The most famous cluster is the VAXcluster [DTJSEP87A] [DTJSUM91A]. It’s hard to overestimate the impact of the 1984 introduction of Digital’s VAXcluster. While Tandem may have introduced the first cluster with their Guardian system, Digital’s wide market appeal in the 1980’s ensured that a wide audience would be exposed to cluster technology. Digital’s clustering knowledge and technology have been viewed as Digital’s corporate jewels. Digital has installed over 400,000 clusters.
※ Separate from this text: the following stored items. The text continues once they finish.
PR #94, opened 2018-02-14
U/danielsf/factor out phosim

danielsf:
This PR implements some changes needed to support a refactor of ImSim.

### DIFF
--- a/python/lsst/sims/catUtils/exampleCatalogDefinitions/phoSimCatalogExamples.py
+++ b/python/lsst/sims/catUtils/exampleCatalogDefinitions/phoSimCatalogExamples.py
@@ -266,7 +266,7 @@ class PhosimInputBase(InstanceCatalog):
         write_phoSim_header(self.obs_metadata, file_handle, self.phoSimHeaderMap)
 
 
-class PhoSimCatalogPoint(PhosimInputBase, PhoSimAstrometryStars, EBVmixin):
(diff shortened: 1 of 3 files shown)


python/lsst/sims/catUtils/exampleCatalogDefinitions/phoSimCatalogExamples.py
```diff
@@ -266,7 +266,7 @@ def write_header(self, file_handle):
         write_phoSim_header(self.obs_metadata, file_handle, self.phoSimHeaderMap)
 
 
-class PhoSimCatalogPoint(PhosimInputBase, PhoSimAstrometryStars, EBVmixin):
```
jbkalmbach: Why is this done? And why is it okay to do it here, but it's not necessary in `PhoSimCatalogZPoint` or `PhoSimCatalogSN`?

danielsf: `EBVmixin` provides a `get_EBV` method that returns E(B-V) interpolated from a 2-D map (so: including the entire depth of the Milky Way).  For extragalactic sources, that is what we want.  For stars, we want E(B-V) to come from the 3-D dust model stored on fatboy.  The way CatSim works, the presence of getter methods overrides data from fatboy.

Digital’s original cluster design used a shared disk approach. The VAXcluster’s operating system is called VMS. The cluster network interconnection is called the CI (Computer Interconnect). Each VAX in the cluster connects via a CI adapter card. The disk drives and tape drives in the high-end VAXcluster are connected to the CI via an HSC (Hierarchical Storage Controller) connection (see Figure 2). All VAXs in the cluster can access the cluster’s disks and tape drives. A strong group membership protocol is enforced by the CM (Connection Manager) using the SCS (System Communication Services) layer. Disk and tape drives can not be written to unless the cluster’s membership has a 50%+ quorum. This prevents network partitions from causing data corruption. A sophisticated distributed lock manager used the CM to handle concurrency. Disks and tape drives were no longer viewed as being captive to one node. As long as the software was cluster-aware scaling service became simple - add another node to the VAXcluster.